PR #1563, opened 2022-03-18
chore(docs): add meta description

0618:
#### Description of changes

Add meta-description and title to every page on docs site

image

#### Issue #, if available
https://app.asana.com/0/1201736086077838/1201759796183699/f

#### Checklist

- [ ] PR description included
- [ ] `yarn test` passes
- [ ] Tests are updated

### DIFF
--- a/docs/src/data/meta.ts
+++ b/docs/src/data/meta.ts
@@ -8,12 +8,12 @@ export const META_INFO: MetaInfo = {
     description:
       'Amplify UI is an open-source design system with cloud-connected components and primitives that simplify building accessible, performant, and beautiful applications in React, Angular, Vue, and Flutter (more coming soon).',
   },
-  '/installation': {
+  '/getting-started/installation': {
     title: 'Installation',
     description:
       'Installation Guide - How to install Amplify UI Packages, Styles, Fonts and Troubleshooting.',
   },
-  '/migration': {
+  '/getting-started/migration': {
     title: 'Migration',
     description:
       'Migration Guide - How to migrate from an older version of Amplify UI to a newer version.',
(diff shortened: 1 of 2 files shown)


zchenwei (approved):
LGTM!

docs/src/pages/_app.page.tsx
```diff
@@ -35,6 +35,10 @@ function MyApp({ Component, pageProps }) {
       <Head>
         <title>Amplify UI</title>
         <meta name="viewport" content="width=device-width, initial-scale=1" />
+        <meta
+          name="description"
+          content="Amplify UI is an open-source design system with cloud-connected components and primitives that simplify building accessible, performant, and beautiful applications in React, Angular, Vue, and Flutter (more coming soon)."
```
jacoblogan, line 40: Are we trying to avoid the "P" word in our documentation now? I don't remember where we ended up on this

reesscot: I think we can continue to use it for now. There isn't a great alternative

reesscot: @0618 Don't you think the meta description should be different for each page though for SEO?

0618: I agree! Good point @reesscot  We should use different meta-descriptions on each page. How do we decide what to use on each?

Should I draft a doc for it?

0618: doc created https://quip-amazon.com/PPRQA0yE9o5J/Docs-Meta-Descriptions

zchenwei:
It seems we are adding a new data now but I was under the impression that the description get by `frontmatter`

docs/src/pages/_app.page.tsx
0618: Instead of creating the meta info separately (as in 5ebc04f36110f3ffa09650b45f0da7a74ff26e24), I created a script `createMetaInfo` to auto update them using the meta info in the mdx file, so that we can keep a single source of truth

0618:
> It seems we are adding a new data file now but I was under the impression that we can get `description` right from each page by [`frontmatter`](https://github.com/aws-amplify/amplify-ui/blob/main/docs/src/utils/getPageFromSlug.tsx#L22). I think we have an example injecting it into layout <- https://github.com/aws-amplify/amplify-ui/blob/main/docs/src/components/Layout/index.tsx#L28

Thanks! Discussed with @reesscot about it and we decided to not dynamically update from the frontmatter so that we have more flexibility to change.

zchenwei:
> > It seems we are adding a new data file now but I was under the impression that we can get `description` right from each page by [`frontmatter`](https://github.com/aws-amplify/amplify-ui/blob/main/docs/src/utils/getPageFromSlug.tsx#L22). I think we have an example injecting it into layout <- https://github.com/aws-amplify/amplify-ui/blob/main/docs/src/components/Layout/index.tsx#L28
> 
> Thanks! Discussed with @reesscot about it and we decided to not dynamically update from the frontmatter so that we have more flexibility to change.

What do you mean by flexibility? Shouldn't we have to maintain both description in `index.page.mdx` and the data now?

0618:
> > > It seems we are adding a new data file now but I was under the impression that we can get `description` right from each page by [`frontmatter`](https://github.com/aws-amplify/amplify-ui/blob/main/docs/src/utils/getPageFromSlug.tsx#L22). I think we have an example injecting it into layout <- https://github.com/aws-amplify/amplify-ui/blob/main/docs/src/components/Layout/index.tsx#L28
> > 
> > 
> > Thanks! Discussed with @reesscot about it and we decided to not dynamically update from the frontmatter so that we have more flexibility to change.
> 
> What do you mean by flexibility? Shouldn't we have to maintain description in both `index.page.mdx` and the data in that case?

yes

docs/src/data/meta.ts
```diff
@@ -0,0 +1,253 @@
...
+    description:
+      'Storage is a simple way to interact with our storage solutions, such as S3 - Amplify UI',
+  },
+  '/components/divider': {
+    title: 'Divider',
+    description:
+      'Divider creates separations in content, helping to organize content and establish visual rhythm - Amplify UI',
+  },
+  '/components/heading': {
+    title: 'Heading',
```
reesscot, line 47: Sorry I didn't notice it before, but can we append Amplify UI at the end of all the titles?
```suggestion
    title: 'Heading - Amplify UI',
```

0618: I've done it in _ampp.page.tsx to save some strolls 😁  https://github.com/aws-amplify/amplify-ui/pull/1563/files#diff-71bc81a2d4c2303176a0670d3591211d2ff148b097962a1d0f84e86f79060649L36

reesscot (approved):
LGTM! Thanks for your hard work making our site more SEO friendly!

PR #1570, opened 2022-03-23
feat(geo): AmplifyMap component implementation

slaymance:
#### Description of changes
This Pull Request adds the implementation for `AmplifyMap` to our feature branch (`feat-geo`) which will be merged to `main` on the date of the scheduled GA release for Geo components.

`AmplifyMap` provides an interactive map to users based upon the [Amplify Geo APIs](https://docs.amplify.aws/lib/geo/getting-started/q/platform/js/). It's built upon [react-map-gl](https://visgl.github.io/react-map-gl/) and provides the same functionality as the library's [default map](https://visgl.github.io/react-map-gl/docs/api-reference/map) while using Amazon Location Services.

Screen Shot 2022-03-23 at 11 36 19

This pull request is part of a series:
- https://github.com/aws-amplify/amplify-ui/pull/1571
- https://github.com/aws-amplify/amplify-ui/pull/1573
- https://github.com/aws-amplify/amplify-ui/pull/1574
- https://github.com/aws-amplify/amplify-ui/pull/1572

This pull request will be part of a series to reduce the amount of changes in each review. Validation includes unit testing and end-to-end testing as part of [PR 1572](https://github.com/aws-amplify/amplify-ui/pull/1572).

#### Checklist

- [x] PR description included
- [x] `yarn test` passes
- [x] Tests are updated
- [x] Relevant documentation is changed or added (see [PR 1572](https://github.com/aws-amplify/amplify-ui/pull/1572))


packages/react/src/components/Geo/AmplifyMap/index.tsx
```diff
@@ -0,0 +1,75 @@
...
+    ...style,
+  } as React.CSSProperties;
+
+  useEffect(() => {
+    const getCredentials = async () => {
+      setCredentials(await Auth.currentUserCredentials());
+    };
+
+    getCredentials();
+  }, []);
```
slaymance, line 46: A note about credentials and amplify config:

I originally had a Geo xstate machine built out to manage map and geocoder state which also handled fetching credentials and Amplify configurations. However, after updating to `react-map-gl` v7, I was able to greatly reduce the amount of state we would need to manage for our components. Thus, I removed the Geo xstate machine implementation since it doesn't currently solve any problems for our Geo components, and fetched credentials and config within the component itself as I need them.

Until the use of xstate provides a benefit, I'm of the opinion that we should not implement it and favor simplified react components.

packages/react/src/components/Geo/AmplifyMap/index.tsx
```diff
@@ -0,0 +1,75 @@
...
+   * mapbox-gl-js, which uses its own copyrighted license. We override the map library with the BSD-licensed
+   * maplibre-gl-js.
+   */
+  return transformRequest ? (
+    <ReactMapGL
+      mapLib={maplibregl}
+      mapStyle={mapId}
+      style={styleProps}
+      transformRequest={transformRequest}
+      {...props}
```
calebpollman, line 72: Just a general callout regarding placing spread props as the last prop in a React component. 


Any time a spread `{...props}` is placed as the last attribute on a React component, we override any props that have been listed above it that have matching keys. So in this case if i used an `AmplifyMap` in my app like so:

```
<AmplifyMap transformRequest={() => null} />
```

it would prevent the `transformRequest` value we are specifying on ln 71 from being passed to the underlying `ReactMapGL`. This may be intentional, as I don't have a huge amount of context here, but figured I should note it just in case :)

packages/react/src/components/Geo/AmplifyMap/index.tsx
```diff
@@ -0,0 +1,75 @@
...
+ * [react-map-gl default Map](https://visgl.github.io/react-map-gl/docs/api-reference/map), it accepts the same
+ * properties.
+ *
+ * @example
+ * // Basic usage of AmplifyMap:
+ * function App() {
+ *   return <AmplifyMap />
+ * }
+ */
+export const AmplifyMap = ({ style, ...props }: MapProps) => {
```
calebpollman, line 23: This kind of ties in with my comment below on spread props - it may be valuable to export our own `AmplifyMapProps` interface that removes any props that we explicitly use in our `AmplifyMap` component, e.g.
```
export interface AmplifyMapProps extends Omit<MapProps, 'transformRequest' | 'mapLib' | 'mapStyle'>;
```

calebpollman (commented):
Looks like a good start to me 👍  

Reviewed purely from a React perspective, may have missed or misunderstood nuances of the feature itself 🙃

packages/react/src/components/Geo/AmplifyMap/index.tsx
slaymance: This is a good callout and what I had originally written. I'm in agreement and can implement it this way unless there are other thoughts here.

packages/react/src/components/Geo/AmplifyMap/index.tsx
```diff
@@ -0,0 +1,75 @@
...
+   * the request with AWS Sigv4 Auth, provided valid credentials, and is how we integrate react-map-gl with Amplify Geo
+   * and Amazon Location Service. Once the transformRequest is created, we render the map.
+   */
+  useEffect(() => {
+    if (credentials) {
+      const { transformRequest: amplifyTransformRequest } =
+        new AmplifyMapLibreRequest(credentials, region);
+      setTransformRequest(() => amplifyTransformRequest);
+    }
+  }, [credentials]);
```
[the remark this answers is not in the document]
slaymance: Great callout, this simplifies the logic a lot! With the latest change, we fetch the credentials inside the same `useEffect` hook and bypass adding them as state entirely.

packages/react/src/components/Geo/AmplifyMap/index.tsx
```diff
@@ -0,0 +1,75 @@
...
+
+  /**
+   * The mapLib property is used by react-map-gl@v7 to override the underlying map library. The default library is
+   * mapbox-gl-js, which uses its own copyrighted license. We override the map library with the BSD-licensed
+   * maplibre-gl-js.
+   */
+  return transformRequest ? (
+    <ReactMapGL
+      mapLib={maplibregl}
+      mapStyle={mapId}
```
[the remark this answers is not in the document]
slaymance: Yeah the style for Amazon Location Service maps is literally the map ID, but I think this is a clearer change for our purposes.

packages/react/src/components/Geo/AmplifyMap/index.tsx
slaymance: After thinking about this a bit, I think it makes sense for us to omit a user-provided `transformRequest` property since it's the bread and butter of our component and overwriting it defeats the purpose of our library.

We can keep the logic to allow overwriting `mapLib` and `mapStyle` as these are just default values we provide out of the box and a user may want to change them while still taking advantage of Amazon Location Service APIs.

packages/react/src/components/Geo/AmplifyMap/index.tsx
slaymance: See my comment above; we can omit the `transformRequest` property while allowing `mapLib` and `mapStyle` to be overwritten.

packages/react/package.json
```diff
@@ -38,7 +38,7 @@
   "scripts": {
     "prebuild": "rimraf dist",
     "build": "yarn run build:ts && yarn run build:catalog",
-    "build:ts": "tsup --minify --keep-names",
+    "build:ts": "tsup --minify",
```
slaymance, line 41: `--keep-names` was causing a build error for the map component. Can anyone provide a use-case for needing this flag?

packages/react/package.json
```diff
@@ -64,13 +64,17 @@
     "classnames": "2.3.1",
     "deepmerge": "4.2.2",
     "lodash": "4.17.21",
+    "mapbox-gl": "npm:empty-npm-package@1.0.0",
```
slaymance, line 67: We need to alias `mapbox-gl` for users, even though we overwrite it with `maplibre-gl`. `react-map-gl` recommends aliasing the package with an empty npm package: https://visgl.github.io/react-map-gl/docs/get-started/get-started#using-with-a-mapbox-gl-fork

ErikCH (approved):
👍 
Good job!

========================

▶ _TASK INSTRUCTIONS_:
Read the records above. Show each line that has the string "soon".

▶ _OUTPUT OF THE EXERCISE_:
       'Amplify UI is an open-source design system with cloud-connected components and primitives that simplify building accessible, performant, and beautiful applications in React, Angular, Vue, and Flutter (more coming soon).',
+          content="Amplify UI is an open-source design system with cloud-connected components and primitives that simplify building accessible, performant, and beautiful applications in React, Angular, Vue, and Flutter (more coming soon)."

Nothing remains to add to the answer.